An animated chart of a 3-way relationship

Life expectancy is the average number of years between birth and death of people in a country. The longer is this span, scientists think, the more well people live. What determine life expectancy of nations is one of the most important questions of modern science. Here’s even a Ted talk for this subject: https://www.ted.com/talks/hans_rosling_let_my_dataset_change_your_mindset/transcript?language=en

And below is the animated scatter plot for that Ted talk. By the end of this discussion, you too, will be able to make a graph like this in no time.

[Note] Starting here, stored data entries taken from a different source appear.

Issue #884, opened 2016-04-04
Pub/Sub RPC feature


tymat:
See: https://github.com/ethereum/go-ethereum/wiki/RPC-PUB-SUB

gavofyork:
despite the go guys insistence, full duplex operations is not within the JSONRPC v2 standard. that said, we might support it if it's not too much effort.

rphmeier:
There seems to be quite a bit of demand for this feature. :+1: to get it in for 1.4

jacogr:
We do support a subset of this (obviously implemented via polling, not via events from Parity) in our own JS API. So we need to align the 2 sides when doing this in parallel - in addition, need to carefully look at the actual use-case and not (imho) just do a straight as-is implementation.

gituser:
would be nice to have a transaction notification feature on all wallets stored in the client like in bitcoin.
cheers

gituser:
Guess this has been postponed. Would be nice to have feature analog of [bitcoin's walletnotify](http://bitcoin.stackexchange.com/questions/24457/how-do-i-use-walletnotify) where you can pass incoming txid to any of the wallet addresses to the external script or notify backend instead of querying parity every minute.

5chdn:
This issue is labelled with _sometimesoon_: Issue is worth doing soon. But it is inactive for several months.

It was initially scheduled for 1.4, now it's attached to the 1.7 milestone. Is this a realistic deadline?

tomusdrw:
Yup, initial part ready in #5456 we still may want to implement geth-compatible subscriptions (I'll work on that soon)

5chdn:
Is eth_pubsub complete now?

tomusdrw:
Still missing less important methods, I'll implement them next week to finally close this:
- [ ] syncing
- [ ] Pending (local?) transactions

debris:
@tomusdrw what is the status of it?

tomusdrw:
Still missing those two methods, but on my list.

tomusdrw:
It's actually tracked in #6426, let's close this one.

PR #5655, opened 2017-05-18
Latest headers Pub-Sub

tomusdrw:
Related #884 

The first subscription from geth-compatible interface.


rpc/src/v1/impls/eth_pubsub.rs
```diff
@@ -0,0 +1,153 @@
...
+		_proposed: Vec<Bytes>,
+		_duration: u64,
+	) {
+		const EXTRA_INFO_PROOF: &'static str = "Object exists in in blockchain (fetched earlier), extra_info is always available if object exists; qed";
+		let blocks = enacted
+			.into_iter()
+			.filter_map(|hash| self.client.block_header(BlockId::Hash(hash)))
+			.map(|header| {
+				let hash = header.hash();
+				(header, self.client.block_extra_info(BlockId::Hash(hash)).expect(EXTRA_INFO_PROOF))
```
rphmeier: headers are pruned out of the light client very quickly, so I wouldn't expect this to always pass.

tomusdrw: That's an implementation for full client, light implementation doesn't have `extra_info` at all.

rphmeier:
What about handling `retracted` blocks for reorg? Does the geth RPC not do that?

tomusdrw:
In case of re-org `enacted` should contain all the blocks that become canonical, the client will receive headers with numbers that were received in the past. It should be the same behaviour as for geth.

Issue #5435, opened 2017-04-10
docker versions do not match tags


5chdn:
related to #5354, docker hub images versions do not match:

    docker pull ethcore/parity:stable  # 1.6.3 - should be 1.5.12
    docker pull ethcore/parity:v1.5.12 # 1.7.0 - should be 1.5.12
    docker pull ethcore/parity:beta    # 1.7.0 - should be 1.6.5-beta
    docker pull ethcore/parity:v1.6.5  # 1.6.5 - correct \o/
    docker pull ethcore/parity:latest  # 1.6.3 - should be 1.7.0-unstable

5chdn:
Also, what's the difference between stable and stable-release?

    $ curl -sS 'https://registry.hub.docker.com/v2/repositories/ethcore/parity/tags/'  | jq '."results"[]["name"]' |sort
    "beta"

# required library: you'll need to install.packages() before you could use them
library(gapminder)
library(ggplot2)
library(ggrepel)
library(gganimate)
library(gifski)
library(transformr)
wdata = gapminder

# Make a ggplot, but add frame=year: one image per year
p=ggplot(wdata, aes(gdpPercap, lifeExp, size = pop, color = continent)) +
  geom_point() +
  scale_x_log10() +
  geom_text(aes(label=country), size = 2)+
  scale_color_brewer(palette = 'Set1') +
  theme_bw() +
  # gganimate specific bits:
  labs(title = 'Life Expectancy vs. GDP per capita \n Year: {frame_time}', 
       x = '(log10) GDP per capita', y = 'Life expectancy') +
  transition_time(year) +
  ease_aes('linear')

# Save at gif:
#anim_save("animated_world.gif")

animate(p, nframes= 50)

Observations:

  1. In this graph, each bubble represents a country. In a year, the horizontal dimension of a dot (how far to the right) represents a country’s GDP per capita. Its vertical dimension (height) represent the country’s life expectancy.
  2. Overall, how did GDP per capita and life expectancy change over time? Both GDP and life expectancy have been increasing over time (up & to the right)
  3. How would you describe the relationship between GPD per capita and life expectancy? Countries with low GDP per capital have a lower life expectancy & countries with higher GDP per capital have a higher life expectancy.
  4. How, if at all, does the relationship between GDP per capita and life expectancy change over time? Positive relationship between GDP per capita and life expectancy.

A wrinkle in time

The animated picture is cool, but it also contains too many details for us to focus on the important ones.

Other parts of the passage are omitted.